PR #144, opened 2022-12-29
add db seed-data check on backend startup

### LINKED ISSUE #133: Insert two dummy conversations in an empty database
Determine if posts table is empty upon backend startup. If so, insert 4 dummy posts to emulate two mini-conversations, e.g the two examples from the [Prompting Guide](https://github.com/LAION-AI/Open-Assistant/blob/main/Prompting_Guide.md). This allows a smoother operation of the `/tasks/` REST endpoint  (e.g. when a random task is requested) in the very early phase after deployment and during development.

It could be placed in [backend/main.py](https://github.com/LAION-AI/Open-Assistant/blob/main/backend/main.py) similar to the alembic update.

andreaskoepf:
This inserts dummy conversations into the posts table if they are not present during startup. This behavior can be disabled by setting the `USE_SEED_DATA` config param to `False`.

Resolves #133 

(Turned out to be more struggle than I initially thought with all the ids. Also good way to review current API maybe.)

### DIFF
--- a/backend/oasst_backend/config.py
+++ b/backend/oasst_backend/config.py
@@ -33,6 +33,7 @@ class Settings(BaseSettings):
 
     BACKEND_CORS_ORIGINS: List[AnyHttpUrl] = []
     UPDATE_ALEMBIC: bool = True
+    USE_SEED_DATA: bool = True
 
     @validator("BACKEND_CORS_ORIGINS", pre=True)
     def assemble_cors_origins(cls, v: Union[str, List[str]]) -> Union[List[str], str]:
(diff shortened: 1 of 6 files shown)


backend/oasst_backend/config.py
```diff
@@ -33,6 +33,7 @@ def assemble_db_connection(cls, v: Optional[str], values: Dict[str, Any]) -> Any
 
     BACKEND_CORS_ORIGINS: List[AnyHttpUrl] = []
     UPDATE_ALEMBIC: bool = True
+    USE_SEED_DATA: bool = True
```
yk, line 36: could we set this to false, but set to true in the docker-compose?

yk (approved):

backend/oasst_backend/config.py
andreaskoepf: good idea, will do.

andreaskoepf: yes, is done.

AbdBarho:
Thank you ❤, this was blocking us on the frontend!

※

Give the number of lines in the records where the word "Assistant" shows up. Nothing else belongs in the reply.

2